EENJ used to be the place where those that could not get funded by the more conservative corporate Foundations like Dodge and Wm. Penn went for funding. EENJ provide funds for both small grassroots groups fighting important local battles and Trenton based groups that worked on regulatory and corporate and government accountability issues.
Not any more.
Now they fund political cover operations for the Christie DEP and other feel good measures like gardening and beach cleanups.
EENJ has been weeny – ized.
They too have been captured by the elite faction – take a look at the current Board members who make the funding decisions.
Now take a look at the list of their current grants – who gets them and for what.
Cindy Zipf (Clean Ocean Action) and Eric Stiles (NJ Audubon) fund their own organizations through EENJ.
They fund work very closely related to the primary work of their own organizations.
I wonder if they recuse themselves?
Full disclosure:
EENJ used to fund my work at NJ PEER.
That funding was terminated, and for no reason that was provided to me.
A former EENJ Board Member told me I was blackballed by members of the EENJ Board.
Fuck them.
[Update: This particular grant to NJ LCV really needs to be exposed:
17. New Jersey League of Conservation Voters Education Fund ($15,000) Trenton, New Jersey: to advance an agenda that protects and enhances the state’s water quality in key regions of the Garden State with three priority issues: 1) NRD Constitutional Amendment, 2) Releasing the Water Supply Master Plan (WSMP), and 3) Establishing Stormwater Utilities.
Funding for the Natural Resource Damage [NRD Constitutional Amendment] is an outrageous deception and fraud.
Let me explain why.
NJ LCV was one of the chief supporters and spokespersons for the Open Space Ballot Question.
As the public just learned, the ballot question diverted $32 million per year previously dedicated to State Parks maintenance.

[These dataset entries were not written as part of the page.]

PR #2247, opened 2024-01-25
Move wasi-http integration tests over to new testing framework

rylev:
This moves the wasi-http tests over to the new testing framework. The consequences of this PR are that: 
* We can delete a bunch of helper code that the testing framework now does
* It makes these wasi tests work like all other tests.
* It moves building code out of build.rs and into the test suite which only gets run when tests are run
* The examples can either be deleted or simplified since they don't have to play double duty.
* The testing framework now has more support for streaming bodies

To see how these tests now look, make sure not to miss [this](https://github.com/fermyon/spin/pull/2247/files#diff-66b1ad6fa2ee7241ab510f68f5cd9e98455d9f8c8a99aaedb99377e60b6cc9cdR877-R1055).


dicej (approved):
LGTM.  Thanks, as always, for working on this.

I'm wondering if we should remove the `wasi-http-rust-streaming-outgoing-body` example entirely given the overlap with the integration test and the fact that it's no longer being tested (so might regress without us noticing).  My favorite kind of examples are also tests, and it seems like `integration-wasi-http-streaming` fits in that category, making the old example redundant.

rylev:
> I'm wondering if we should remove the wasi-http-rust-streaming-outgoing-body example entirely given the overlap with the integration test and the fact that it's no longer being tested (so might regress without us noticing). My favorite kind of examples are also tests, and it seems like integration-wasi-http-streaming fits in that category, making the old example redundant.

I see where you're coming from, but I'm not sure I fully agree. My thinking is that examples are there to be illustrative while tests are there to ensure that Spin functions correctly. These concerns can and sometimes do overlap, but not always, and we shouldn't force them to. What's best for teaching devs how to use Spin is not always going to be best for ensuring Spin continues to function.

With that in mind, the example has been greatly simplified and now only shows one of the previously 3 endpoints. The hope behind is that this can be a good guide for how to do streaming bodies in Spin. The argument that we need to run tests against examples is something I'm not really sure about. We should ensure that the examples continue to build (which we do), but I'm not sure it's super necessary to test their functionality. We currently don't run tests against any other examples so the wasi-http example is hardly the outlier here. 

With all of this said, I would like to soon revisit the wasi-http tests and potentially rewrite them entirely. There are large aspects of wasi-http (and how it interacts specifically with Spin) that we're not currently testing, and I'd like to change that. Perhaps we can revisit this question when we do that work.

PR #2248, opened 2024-01-26
Cancel external triggers if one of multiple fails on start

### LINKED ISSUE #2245: In multi-trigger, if one trigger crashes, others may keep running
I created a multi-trigger app with http, timer and sqs triggers.  I knew that the SQS trigger was not yet compatible with multi-trigger.  The SQS trigger obligingly crashed during startup, but the timer trigger continued to run.

I believe this is due to the timer trigger being a plugin.  To run the trigger, we start a `spin` process, which in turn starts a `timer-trigger` process.  I believe that when we kill that `spin` process, the child `timer-trigger` process continues to run.

Further evidence for this is from logging the PIDs of the trigger processes.  None of these PIDs matched the ID from doing `ps -A | grep timer` after SQS had crashed.

This may be a bit gnarly to fix because when we kill the Spin process it just dies, it doesn't get to say "goodnight sweet prince" or (more relevantly) "die, actual plugin process, die" - we can try setting `kill_on_drop` on the child but I am not sure if finalisers will run in this case.  Anyway I will take a look at it and see if I can make a dent.

cc @kate-goldenring if you have any thoughts on this!

itowlson:
Fixes #2245.

There may still be a nasty if one of the child triggers fails to launch, or if a trigger unexpectedly exits _without_ reporting an error.  But this does fix, albeit uglily, the "typical" case of a trigger failing (and specifically a non-multi-aware trigger crashing during startup).

I'm concerned about using timers here, because they're obviously quite fragile; but I can't think of another way to get at "all `spin trigger-foo` process have had the chance to start their child `trigger-foo` processes and hook them up to Ctrl+C."  Open to ideas!

### DIFF
--- a/src/commands/up.rs
+++ b/src/commands/up.rs
@@ -8,7 +8,6 @@ use std::{
 
 use anyhow::{anyhow, bail, Context, Result};
 use clap::{CommandFactory, Parser};
-use itertools::Itertools;
 use reqwest::Url;
 use spin_app::locked::LockedApp;
 use spin_common::ui::quoted_path;
@@ -17,13 +16,22 @@ use spin_oci::OciLoader;
 use spin_trigger::cli::{SPIN_LOCAL_APP_DIR, SPIN_LOCKED_URL, SPIN_WORKING_DIR};
 use tempfile::TempDir;
 
-use futures::StreamExt;
-
 use crate::opts::*;
 
 use self::app_source::{AppSource, ResolvedAppSource};
 
 const APPLICATION_OPT: &str = "APPLICATION";
+
+// If multiple triggers start very close together, there is a race condition
+// where if one trigger fails during startup, other external triggers may
+// not have their cancellation hooked up.  (kill_on_drop doesn't fully solve
+// this because it kills the Spin process but that doesn't cascade to the
+// child plugin trigger process.) So add a hopefully insignificant delay
+// between them to reduce the chance of this happening.
+const MULTI_TRIGGER_START_OFFSET: tokio::time::Duration = tokio::time::Duration::from_millis(20);
+// And just in case wait a few moments before performing the first "have
+// any exited" check.
+const MULTI_TRIGGER_LET_ALL_START: tokio::time::Duration = tokio::time::Duration::from_millis(500);
 
 /// Start the Fermyon runtime.
 #[derive(Parser, Debug, Default)]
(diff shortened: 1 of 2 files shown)


src/commands/up.rs
```diff
@@ -387,25 +413,46 @@ impl UpCommand {
...
+    let pids = pids.to_owned();
+    ctrlc::set_handler(move || {
+        kill_them_all_god_will_know_his_own(&pids);
+    })?;
+    Ok(())
+}
+
+#[cfg(windows)]
+fn get_pids(_trigger_processes: &[tokio::process::Child]) -> Vec<usize> {
+    vec![]
```
rylev, line 431: I'm confused why this would be correct.

rylev (approved):
ooof. It certainly isn't pretty. I think it's fine for now. I wonder if there's some sort of supervisor tree architecture we can adopt that makes some of this book keeping easier, but that's really hard when you have to jump the process boundary... Hmm....

src/commands/up.rs
```diff
@@ -231,6 +250,13 @@ impl UpCommand {
                 .await
                 .context("Failed to start trigger process")?;
             trigger_processes.push(child);
+
+            if is_multi {
+                // Allow time for the child `spin` process to launch the trigger
+                // and hook up its cancellation. Mitigates the race condition
+                // noted on the constant (see there for more info).
+                tokio::time::sleep(MULTI_TRIGGER_START_OFFSET).await;
+            }
```
lann, line 259: It doesn't seem like this should be necessary both here and above?

src/commands/up.rs
```diff
@@ -387,25 +413,46 @@ impl UpCommand {
...
+#[cfg(windows)]
+fn kill_them_all_god_will_know_his_own(_pids: &[usize]) {}
+
+#[cfg(not(windows))]
+fn kill_them_all_god_will_know_his_own(pids: &[nix::unistd::Pid]) {
+    // https://github.com/nix-rust/nix/issues/656
+    for pid in pids {
+        // println!("killing {pid}");
+        if let Err(err) = nix::sys::signal::kill(*pid, nix::sys::signal::SIGTERM) {
+            tracing::warn!("Failed to kill trigger handler process: {:?}", err)
```
lann, line 453: I think this could be simplified a bit by passing the `u32`s from `Child::id` into `kill_...` and doing the cast to `Pid`s in there.

src/commands/up.rs
itowlson: _chuckle_ It's not "correct".  This PR tracks the original Ctrl+C propagation code, which was cfg-ed out on Windows (because the signals stuff doesn't have an equivalent); so although I need to have a function here (and could indeed get OS-level process handles) I can't do anything meaningful with them, at least not without a lot more research than "preserve what the old code did".

I can look at implementing Ctrl+C propagation on Windows for sure.  But I'd be inclined to look at a slightly different design for that, with processes starting suspended and being placed in a job object.  That's more than I want to bite off in this PR though...!

PR #2249, opened 2024-01-26
automatically set content-length on appropriate outbound requests

### LINKED ISSUE #2246: Outbound Requests don't automatically set the `Content-Length` header
It's fairly common practice to automatically set the `Content-Length` header on behalf of the user. We should be doing this for outbound requests where the size of the request is known.

karthik2804:
I tried basing this PR on the comments in #2246 but I am not sure. let me know! 

fixes #2246

### DIFF
--- a/crates/outbound-http/src/host_impl.rs
+++ b/crates/outbound-http/src/host_impl.rs
@@ -1,5 +1,8 @@
 use anyhow::Result;
-use http::HeaderMap;
+use http::{
+    header::{CONTENT_LENGTH, TRANSFER_ENCODING},
+    HeaderMap,
+};
 use reqwest::Client;
 use spin_core::async_trait;
 use spin_outbound_networking::{AllowedHostsConfig, OutboundUrl};
@@ -67,8 +70,8 @@ impl outbound_http::Host for OutboundHttp {
             let body = req.body.unwrap_or_default().to_vec();
 
             // if no content length, set it
-            if headers.get("content-length").is_none() && !body.is_empty() && headers.get("transfer-encoding").is_none() {
-                headers.append("content-length", body.len().into());
+            if !body.is_empty() && !headers.contains_key(CONTENT_LENGTH) && !headers.contains_key(TRANSFER_ENCODING){
+                headers.insert("content-length", body.len().into());
             }
 
             if !req.params.is_empty() {
--- a/crates/outbound-http/src/host_impl.rs
+++ b/crates/outbound-http/src/host_impl.rs
@@ -63,8 +63,13 @@ impl outbound_http::Host for OutboundHttp {
 
             let req_url = reqwest::Url::parse(&abs_url).map_err(|_| HttpError::InvalidUrl)?;
 
-            let headers = request_headers(req.headers).map_err(|_| HttpError::RuntimeError)?;
+            let mut headers = request_headers(req.headers).map_err(|_| HttpError::RuntimeError)?;
             let body = req.body.unwrap_or_default().to_vec();
+
+            // if no content length, set it
+            if headers.get("content-length").is_none() && !body.is_empty() && headers.get("transfer-encoding").is_none() {
+                headers.append("content-length", body.len().into());
+            }
 
             if !req.params.is_empty() {
                 tracing::log::warn!("HTTP params field is deprecated");
--- a/crates/trigger-http/src/lib.rs
+++ b/crates/trigger-http/src/lib.rs
@@ -14,10 +14,14 @@ use std::{
 use anyhow::{Context, Result};
 use async_trait::async_trait;
 use clap::Args;
-use http::{uri::Scheme, StatusCode, Uri};
+use http::{
+    header::{CONTENT_LENGTH, TRANSFER_ENCODING},
+    uri::Scheme,
+    StatusCode, Uri,
+};
 use http_body_util::BodyExt;
 use hyper::{
-    body::{Bytes, Incoming},
+    body::{Body as _, Bytes, Incoming},
     server::conn::http1,
     service::service_fn,
     Request, Response,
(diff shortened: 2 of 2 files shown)


rylev (approved):
This looks correct but is incomplete. This only impacts the old http interface but doesn't impact wasi-http. We would also need to update the wasi-http interface which we hook into [here](https://github.com/fermyon/spin/blob/93d22a9e60f7f13fd49b44a93391673386e1b501/crates/trigger-http/src/lib.rs#L463).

But very few people understand that the original draft of the open space legislation explicitly INCLUDED dedication of NRD money.
Amazingly, NJ LCV and the Keep It Green Coalition OPPOSED inclusion of NRD money in the Open Space bill. As a result, the NRD money was deleted from the open space bill that authorized the ballot question.
The idiots at NJ LCV and KIG made a huge mistake. As I wrote during the open space debate:
The KIG coalition does not want the public to know that – to know that in addition to stealing the entire State Parks capital budget, that they also stole the lease and concession money.
And they also don’t want the public to figure out what a HUGE mistake they made by opposing dedication of Natural Resource Damage (NRD) settlement funds and expanding that NRD dedication to ALL cost recovery and enforcement settlement agreement funds.
The original introduced version of SCR84 included the NRD funds dedication. That provision could have been expanded by a simple amendment. Instead of seeking that amendment, the KIG fools OPPOSED IT ALL!
Earlier in the day, the Assembly Judiciary Committee held a hearing on the $225 million Exxon Natural Resource Damage (NRD) settlement.
Jeff Tittel was the only person who connected the dots.
Tittel correctly reminded legislators that Natural Resource Damage (NRD) settlement revenues were dedicated in the original version of the open space initiative and that Keep It Green opposed that and had the NRD revenues deleted from the final version of the Resolution that authorized the November open space ballot dedication.
For them now to fund themselves for a campaign to correct their huge blunder is ABSURD.